* **WHAT IS REQUIRED**
Here are some records. Copy each one exactly.

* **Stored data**
Issue #38011, opened 2022-06-15
SupportConfig Winnowing issues


MbolotSuse:
**Rancher Server Setup**
- Rancher version: 2.6.6-rc1
- Installation option (Docker install/Helm Chart):
   - If Helm Chart, Kubernetes Cluster and version (RKE1, RKE2, k3s, EKS, etc): heml

**User Information**
- What is the role of the user logged in? Admin
   
**Describe the bug**
The supportconfig has several issues which need to be resolved in order to meet the requirements of the winnowing service.

- Currently, the tar produced is not extractable using gnu-tar (though it does seem to work with bsd-tar)
- The tar file should have a name indicating that it originated from rancher (supportconfig_rancher.tar)
- For a supportconfig produced for AWS, the csp name should be set to `EC2` to mirror what is produced by the suse support config. To be explicit, the field should look like the following:
```json
{
  "csp": {
      "name": "EC2"
  }
}

```

In the current state, none of these requirements are met.

**To Reproduce**
Download a supportconfig. Observe the incorrect file name. Attempt to extract the file with gnu-tar. Note that the extract fails. Extract the file with bsdtar. Observe that the config.json has the csp name set to aws.

**Result**
The issues noted above are present.

**Expected Result**
The filename is correct, the tar can be extracted using gnu-tar, and the csp name is set to `AWS`

PR #38012, opened 2022-06-15
Winnowing fix

MbolotSuse:
Fix for rancher/rancher#38011

### DIFF
--- a/pkg/api/steve/supportconfigs/generator.go
+++ b/pkg/api/steve/supportconfigs/generator.go
@@ -67,7 +67,7 @@ func (h *GeneratorHandler) ServeHTTP(writer http.ResponseWriter, request *http.R
 		return
 	}
 	writer.Header().Set("Content-Type", tarContentType)
-	writer.Header().Set("Content-Disposition", "attachment; filename=\"supportconfig.tar\"")
+	writer.Header().Set("Content-Disposition", "attachment; filename=\"supportconfig_rancher.tar\"")
 	n, err := io.Copy(writer, archive)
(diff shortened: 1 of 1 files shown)


pkg/api/steve/supportconfigs/generator.go
```diff
@@ -136,7 +136,8 @@ func (h *GeneratorHandler) generateSupportConfig() (io.Reader, error) {
 		}
 	}
 
-	return &buf, nil
+	err = tw.Close()
+	return &buf, err
```
KevinJoiner, line 140: nit: 
```suggestion
	return &buf, tw.Close()
```

KevinJoiner (approved):
LGTM

pkg/api/steve/supportconfigs/generator.go
MbolotSuse: I did think about doing this and this was what I originally had. However, I did not like the idea of having a return which called another function and returned a pre-computed value. I'm ok with one function call serving as the return, but one call and one static value just felt off to me. Let me know if you disagree - definitely see the point of having less LOC.

KevinJoiner: I think it's readable either way,  Which is the only argument to be made here. It's purely a style decision at this point, so I would leave it if you prefer this way. One argument being a static value, should be fine and is similar to what is done [in the bytes package](https://cs.opensource.google/go/go/+/refs/tags/go1.18.3:src/bytes/buffer.go;l=168).

maxsokolovsky (approved):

* **RESPONSE**
Issue #38011, opened 2022-06-15
SupportConfig Winnowing issues


MbolotSuse:
**Rancher Server Setup**
- Rancher version: 2.6.6-rc1
- Installation option (Docker install/Helm Chart):
   - If Helm Chart, Kubernetes Cluster and version (RKE1, RKE2, k3s, EKS, etc): heml

**User Information**
- What is the role of the user logged in? Admin
   
**Describe the bug**
The supportconfig has several issues which need to be resolved in order to meet the requirements of the winnowing service.

- Currently, the tar produced is not extractable using gnu-tar (though it does seem to work with bsd-tar)
- The tar file should have a name indicating that it originated from rancher (supportconfig_rancher.tar)
- For a supportconfig produced for AWS, the csp name should be set to `EC2` to mirror what is produced by the suse support config. To be explicit, the field should look like the following:
```json
{
  "csp": {
      "name": "EC2"
  }
}

```

In the current state, none of these requirements are met.

**To Reproduce**
Download a supportconfig. Observe the incorrect file name. Attempt to extract the file with gnu-tar. Note that the extract fails. Extract the file with bsdtar. Observe that the config.json has the csp name set to aws.

**Result**
The issues noted above are present.

**Expected Result**
The filename is correct, the tar can be extracted using gnu-tar, and the csp name is set to `AWS`

PR #38012, opened 2022-06-15
Winnowing fix

MbolotSuse:
Fix for rancher/rancher#38011

### DIFF
--- a/pkg/api/steve/supportconfigs/generator.go
+++ b/pkg/api/steve/supportconfigs/generator.go
@@ -67,7 +67,7 @@ func (h *GeneratorHandler) ServeHTTP(writer http.ResponseWriter, request *http.R
 		return
 	}
 	writer.Header().Set("Content-Type", tarContentType)
-	writer.Header().Set("Content-Disposition", "attachment; filename=\"supportconfig.tar\"")
+	writer.Header().Set("Content-Disposition", "attachment; filename=\"supportconfig_rancher.tar\"")
 	n, err := io.Copy(writer, archive)
(diff shortened: 1 of 1 files shown)


pkg/api/steve/supportconfigs/generator.go
```diff
@@ -136,7 +136,8 @@ func (h *GeneratorHandler) generateSupportConfig() (io.Reader, error) {
 		}
 	}
 
-	return &buf, nil
+	err = tw.Close()
+	return &buf, err
```
KevinJoiner, line 140: nit: 
```suggestion
	return &buf, tw.Close()
```

KevinJoiner (approved):
LGTM

pkg/api/steve/supportconfigs/generator.go
MbolotSuse: I did think about doing this and this was what I originally had. However, I did not like the idea of having a return which called another function and returned a pre-computed value. I'm ok with one function call serving as the return, but one call and one static value just felt off to me. Let me know if you disagree - definitely see the point of having less LOC.

KevinJoiner: I think it's readable either way,  Which is the only argument to be made here. It's purely a style decision at this point, so I would leave it if you prefer this way. One argument being a static value, should be fine and is similar to what is done [in the bytes package](https://cs.opensource.google/go/go/+/refs/tags/go1.18.3:src/bytes/buffer.go;l=168).

maxsokolovsky (approved):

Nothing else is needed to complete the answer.